### Problem requirements
Give back each line of the listing below that contains the string "compatible".

··········

PR #3155, opened 2024-05-17
fix: dev network show mistake sync status

devchenyan:
issue: https://github.com/Magickbase/neuron-public-issues/issues/359

### DIFF
--- a/packages/neuron-wallet/src/controllers/sync-api.ts
+++ b/packages/neuron-wallet/src/controllers/sync-api.ts
@@ -108,8 +108,13 @@ export default class SyncApiController {
     const rpcService = new RpcService(network.remote, network.type)
     try {
       const syncState = await rpcService.getSyncState()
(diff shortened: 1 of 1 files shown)


yanguoyu:
After throwing an error when `bestKnownBlockNumber` is zero, will the dev sync status show normal?

packages/neuron-wallet/src/controllers/sync-api.ts
```diff
@@ -108,8 +108,13 @@ export default class SyncApiController {
     const rpcService = new RpcService(network.remote, network.type)
     try {
       const syncState = await rpcService.getSyncState()
+      const bestKnownBlockNumber = parseInt(syncState.bestKnownBlockNumber, 16)
+
+      if (bestKnownBlockNumber === 0) {
+        throw new Error()
+      }
```
Keith-CY, line 115: Why is the error thrown when the best known block number is 0

PR #3160, opened 2024-05-20
perf: Optimize synchronization logic for multiple wallets in the light client.

yanguoyu:
Refer to https://github.com/Magickbase/neuron-public-issues/issues/352

I added a [threshold](https://github.com/nervosnetwork/neuron/compare/develop...yanguoyu:opt-light-sync?expand=1#diff-f2ef23eb2dbce7d890a6dc0dc96c7dd8784a29db3313faebefea5718de60227aR26) for different wallets that can sync simultaneously. If the block number difference between the synchronization block number of other wallets and the current wallet block number is not less than this threshold value, they can be synchronized together.

### DIFF
--- a/packages/neuron-wallet/src/block-sync-renderer/sync/light-synchronizer.ts
+++ b/packages/neuron-wallet/src/block-sync-renderer/sync/light-synchronizer.ts
@@ -23,6 +23,7 @@ import NetworksService from '../../services/networks'
 import { getConnection } from '../../database/chain/connection'
 
 const unpackGroup = molecule.vector(blockchain.OutPoint)
+const THRESHOLD_BLOCK_NUMBER_IN_DIFF_WALLET = 100_000
 
 export default class LightSynchronizer extends Synchronizer {
   private lightRpc: LightRPC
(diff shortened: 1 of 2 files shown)


packages/neuron-wallet/src/block-sync-renderer/sync/light-synchronizer.ts
```diff
@@ -198,32 +211,30 @@ export default class LightSynchronizer extends Synchronizer {
...
-            +existSyncscripts[scriptToHash(v.script)].blockNumber < +(walletStartBlockMap[v.walletId] ?? 0)
-        )
-        .map(v => {
-          const blockNumber = Math.max(
-            parseInt(walletStartBlockMap[v.walletId] ?? '0x0'),
-            walletMinBlockNumber?.[v.walletId] ?? 0
+        .filter(v => {
+          return (
+            !existSyncScripts[scriptToHash(v.script)] ||
+            +existSyncScripts[scriptToHash(v.script)].blockNumber < walletMinBlockNumber[v.walletId]
```
Keith-CY, line 227: `scriptToHash(v.script)` can be assigned to a variable to avoid hashing it again, or simply

```js
+(exsitSyncScript[scriptToHash(v.script)]?.blockkNumber ?? 0) < walletMinBlockNumber[v.walletId]
```

devchenyan (approved):

Keith-CY (approved):

silySuper:
This pr means that when I change to wallet which block height is bigger than the current wallet and sync for a while,the lower wallet block height will sync also?I can not see this effect.This is my operation video.
https://we.tl/t-3YiWvKPEkr

yanguoyu:
> This pr means that when I change to wallet which block height is bigger than the current wallet and sync for a while,the lower wallet block height will sync also?I can not see this effect.This is my operation video. https://we.tl/t-3YiWvKPEkr

You may have misunderstood. When the current wallet synced block number is lower, after this current wallet reaches the other higher wallet's synced block height, they will sync simultaneously.

silySuper (approved):

PR #3162, opened 2024-05-21
fix: Use hex to avoid unexpected string.

yanguoyu:
Use the `hex` type when transferring the Buffer to the string to avoid unexpected strings.

### DIFF
--- a/packages/neuron-wallet/src/services/settings.ts
+++ b/packages/neuron-wallet/src/services/settings.ts
@@ -88,7 +88,7 @@ export default class SettingsService extends Store {
 
   private generateEncryptString(str: string) {
     if (safeStorage.isEncryptionAvailable()) {
-      return safeStorage.encryptString(str).toString('utf-8')
+      return safeStorage.encryptString(str).toString('hex')
     }
     const hash = crypto.createHash('sha256')
     hash.update(str)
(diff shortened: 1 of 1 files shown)


Keith-CY (approved):

packages/neuron-wallet/src/services/settings.ts
```diff
@@ -88,7 +88,7 @@ export default class SettingsService extends Store {
 
   private generateEncryptString(str: string) {
     if (safeStorage.isEncryptionAvailable()) {
-      return safeStorage.encryptString(str).toString('utf-8')
+      return safeStorage.encryptString(str).toString('hex')
```
homura, line 91: this change might cause the decryption to fail because the decrypted string is no longer the same as before

yanguoyu: This function has not been released, it's a new future in the next version. So I guess it does not matter.

homura: Got it. Can we return the raw buffer instead of the encoded string? Then compare the password with `Buffer.prototype.equals`

yanguoyu: The encoded string needs to be cached on the disk. So it needs to transfer to a string.

homura (approved):

devchenyan (approved):

silySuper (approved):

PR #225, opened 2025-05-16
Add support for 'multipart/form-data' content-type (JVM/Babashka)

marksto:
@oliyh  Hi Oliver!

Here's another itch I had to scratch recently. 😅 

This one is tiny and straightforward — it adds support for `:multipart` requests for all target JVM/Babashka HTTP clients that support this content-type (basically, all except `clj-http-lite`).

The change is backward compatible:
- I didn't drop the original `default-encode-body` fn — it's now effectively an alias for the `default-encode-response`
- As I have not changed the main path in the work of the `encode-response` (ex-`encode-body`)
- Custom end user interceptors will still override the default ones with a user-specific "multipart/form-data" encoder

Hope this one as well helps! Please, tell me if I am missing something important and not that obvious.

Cheers,
Mark

### DIFF
--- a/core/src/martian/interceptors.cljc
+++ b/core/src/martian/interceptors.cljc
@@ -1,5 +1,6 @@
 (ns martian.interceptors
   (:require [martian.schema :as schema]
+            [clojure.set :as set]
             [clojure.walk :refer [keywordize-keys stringify-keys]]
             [tripod.context :as tc]
             [schema.core :as s]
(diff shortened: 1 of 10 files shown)


core/src/martian/interceptors.cljc
```diff
@@ -82,19 +83,27 @@
...
               ctx))})
 
-(defn encode-body [encoders]
-  {:name ::encode-body
+(defn encode-request [encoders]
+  {:name ::encode-request
    :encodes (keys encoders)
    :enter (fn [{:keys [request handler] :as ctx}]
-            (let [content-type (and (:body request)
+            (let [has-body? (get-in ctx [:request :body])
```
oliyh, line 90:
```suggestion
            (let [has-body? (:body request)
```

oliyh:
Thanks!

PR #230, opened 2025-06-21
Refine multipart requests handling

marksto:
@oliyh Hi Oliver!

This one is a bit heavy, but it's an absolute minimum required to get the job done and to get it done well.

The problem is the multipart requests (support for which was recently added by me in #225) handling didn't play well with non-trivial data/types and request params coercion against the schema. For example, if your API schema has a numeric or array parameter, good luck sending those values ​​as the content of a multipart request (in the current implementation). You will either fail schema coercion if you prematurely convert the values ​​of these parameters to strings, or you will get an error about an unsupported content value if you try to pass them as is.

Moreover, the sets of supported content value types differ from one HTTP client to another. Finally, some clients fail to handle a multipart request with existing "Content-Type" header, either by throwing an error when sending the request (upon a `response-for` call, probably due to multiple conflicting header values) or [by not including a correct header with the `boundary` value set](https://github.com/dakrone/clj-http/pull/654) at all.

All this led me to a redesign that would defer decisions about converting multipart request content values ​​until the right moment (after the parameters have been successfully coerced), do it in a centralized and automated way and in accordance with HTTP clients' support of custom content types (while serving as a "common denominator" between all target clients), and eliminate the existing "Content-Type" request header, if any.

And the cool thing is, it works. And the uncompromising test coverage I had to add gives me the confidence to say so.

Hope this one will make it into the new version of the library!

Cheers,
Mark


core/src/martian/encoders.cljc
```diff
@@ -36,8 +37,15 @@
...
-     (mapv (fn [[k v]] {:name (name k) :content v}) body)))
+   (defn multipart-encode
+     ([body]
+      (mapv (fn [[k v]]
+              {:name (name k) :content (multipart/coerce-content v)})
+            body))
+     ([body pass-pred]
+      (mapv (fn [[k v]]
+              {:name (name k) :content (multipart/coerce-content v pass-pred)})
+            body))))
```
marksto, line 48: Here's an updated `multipart-encode` encoder fn for "multipart/form-data" requests, that now also does `:content` values coercion (so that they comply with the RFC specification). Allows the custom content types to "pass through" as is (the `pass-pred` parameter). Yet, it's backward compatible with the previous version.

core/src/martian/interceptors.cljc
```diff
@@ -83,22 +84,34 @@
...
+
+                                          multipart?
+                                          ;; NB: Luckily, all target HTTP clients — clj-http (but not lite), http-kit,
+                                          ;;     even hato and org.babashka/http-client — all support the same syntax.
+                                          (-> (set/rename-keys {:body :multipart})
+                                              (prepare-multipart-request-headers))
+
+                                          (and content-type (not multipart?))
+                                          (assoc-in [:headers "Content-Type"] content-type))]
+              (assoc ctx :request encoded-request)))})
```
marksto, line 114: This is one of the primary changes. Removes an existing "Content-Type" request header, if any, from _all_ multipart requests.

core/src/martian/multipart.cljc
```diff
@@ -0,0 +1,50 @@
+(ns martian.multipart
+  "An adaptor that prepares multipart content for all supported HTTP clients"
+  (:require [clojure.java.io :as io])
+  (:import (java.io File InputStream)))
+
+;; http-kit = {String | File, InputStream, byte[] | ByteBuffer! | ~Number!~}
+;; clj-http = {String | File, InputStream, byte[] | o.a.h.e.m.c.ContentBody}
+;; hato     = {String | File, InputStream, byte[] | URL, URI, Socket, Path!}
+;; bb/http  = {String | File, InputStream, byte[] | URL, URI, Socket, Path?}
+
```
marksto, line 10: A conceptual diagram of the content types supported by all target HTTP clients. Strings, common binary types, extra binary types (everything that can be coerced to `InputStream`) and custom types (only for `clj-http` and `http-kit`).

core/src/martian/multipart.cljc
```diff
@@ -0,0 +1,50 @@
...
+              (io/input-stream obj)
+              (catch Exception _ex
+                (str obj)))]
+
+           :clj
+           [(implements-make-input-stream? obj)
+            (io/input-stream obj)
+
+            :else
+            (str obj)])))))
```
marksto, line 50: This is the main logic for converting `:content` values into suitable types.

If we leave aside the bb specifics, it looks like this:

```clojure
(defn coerce-content
  ([obj]
   (coerce-content obj nil))
  ([obj pass-pred]
   (when (some? obj) ; let it fail downstream
     (cond
       (or (string? obj) ; <~ strings go as is
           (common-binary? obj) ; <~ as well as common binary types
           (and pass-pred (pass-pred obj))) ; <~ or custom types (if any)
       obj

       (implements-make-input-stream? obj) ; <~ coerce extra binary types
       (io/input-stream obj)

       :else
       (str obj))))) ; <~ otherwise, simply stringify the content value

```

The bb version is slower, but functionally equivalent.

P.S. Wrestling with Babashka is at times harder than it should be... 😩

core/src/martian/schema.cljc
```diff
@@ -135,26 +135,29 @@
...
+                           "uuid" (s/cond-pre s/Str s/Uuid)
                            s/Str)
     (= "integer" type)   s/Int
     (= "number" type)    s/Num
     (= "boolean" type)   s/Bool
     (= "date-time" type) s/Inst
-
-    :else
-    s/Any))
+    :else                s/Any))
```
marksto, line 160: Here's a missing "binary" format of the "string" type that is required for OpenAPI/Swagger specifications with "multipart/form-data" request parameters. CLJS schema is perfectly "String or `js/File`". For CLJ we have to postpone until the HTTP client-specific `coerce-content` fn call, so it's intentionally `s/Any` for the time of request params coercion.

core/test/martian/interceptors_test.cljc
```diff
@@ -71,9 +71,9 @@
                      (assoc (encoders/default-encoders)
                        "multipart/form-data" {:encode encoders/multipart-encode
                                               :as :multipart}))]
-             (is (= {:multipart [{:name "alpha" :content 12345}
+             (is (= {:multipart [{:name "alpha" :content "12345"}
                                  {:name "omega" :content "abc"}]
-                     :headers {"Content-Type" "multipart/form-data"}}
+                     :headers nil}
                     (:request ((:enter i) {:request {:body body}
                                            :handler {:consumes ["multipart/form-data"]}}))))))))))
```
marksto, line 78: Ooops, a "breaking" change. But no target HTTP client will be able to send this request anyway. `¯\_(ツ)_/¯`

marksto:
@oliyh I know that `+1,178 −125` may be too big of a change to dig through, so I did my best to highlight the key spots where important decisions were made. Hope this helps!

babashka-http-client/test/martian/babashka/http_client_test.clj
```diff
@@ -181,3 +197,168 @@
...
+                :url "http://localhost:8888/upload"
+                :multipart [{:name "string" :content "Howdy!"}]
+                :headers {"Accept" "application/json"}
+                :as :text}
+               (martian/request-for m :upload-data {:string "Howdy!"})))
+        (is (match?
+              {:version :http1.1
+               :status 200
+               :headers {:content-type "application/json;charset=utf-8"}
+               :body {:content-type multipart+boundary?
```
oliyh, line 217: We seem to have different behaviour here depending on whether version is `http-1.1` or `http1.1` which look semantically the same to me - would you mind explaining what the difference is here?

I also can't see how an identical function call is resulting in the two different `:version` values?

oliyh: Still confused by the inconsistency between `http-1.1` and `http1.1`

clj-http/test/martian/clj_http_test.clj
```diff
@@ -73,3 +93,224 @@
...
+                  :multipart [{:name "binary" :content tmp-file}]
+                  :headers {"Accept" "application/json"}
+                  :as :text}
+                 (martian/request-for m :upload-data {:binary tmp-file})))
+          (is (match?
+                {:status 200
+                 :headers {:content-type "application/json;charset=utf-8"}
+                 :body {:content-type multipart+boundary?
+                        :content-map {:binary (binary-content tmp-file)}}}
+                (martian/response-for m :upload-data {:binary tmp-file})))))
```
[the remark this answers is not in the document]
oliyh: Why should there not be a content-type in the martian-built request?

babashka-http-client/test/martian/babashka/http_client_test.clj
marksto: This is a `babashka-http-client`-specific thing (as you can see [here](https://github.com/oliyh/martian/blob/master/babashka-http-client/src/martian/babashka/http_client.clj#L28-L29)), so now I regret that I didn't remove it completely, but left strict equality here and there. Since this has nothing to do with the task at hand or the values ​​being tested, I will remove all `:version`s.

core/src/martian/interceptors.cljc
```diff
@@ -83,22 +84,34 @@
               (update ctx ::tc/queue #(into (into tc/queue i) %))
               ctx))})
 
+(defn- prepare-multipart-request-headers [request]
+  (update request :headers dissoc "Content-Type" "content-type" :content-type))
```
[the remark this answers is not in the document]
marksto: Fixed in https://github.com/oliyh/martian/pull/230/commits/c84a128d6b59574e3628d25bc304fc9d435b5d8e.

marksto:
@oliyh Please, have a look now. I reduced the new tests size by ~100 lines.

marksto:
@oliyh Please, have a look now. I reduced the new tests size by ~200 lines and extracted one more common helper fn, the `without-content-type?`, to have test checks more robust, specific and comprehensible. But I would still like to keep them isolated and preserve locality because of the number of client-specific discrepancies.

oliyh:
Great improvement in the tests, much more specific now and should be more robust too - thanks for taking the extra effort.

And once again thanks for your valuable contributions!

oliyh:
Yes, can do a release later today.

Cheers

··········

### Result below
The change is backward compatible:
marksto, line 48: Here's an updated `multipart-encode` encoder fn for "multipart/form-data" requests, that now also does `:content` values coercion (so that they comply with the RFC specification). Allows the custom content types to "pass through" as is (the `pass-pred` parameter). Yet, it's backward compatible with the previous version.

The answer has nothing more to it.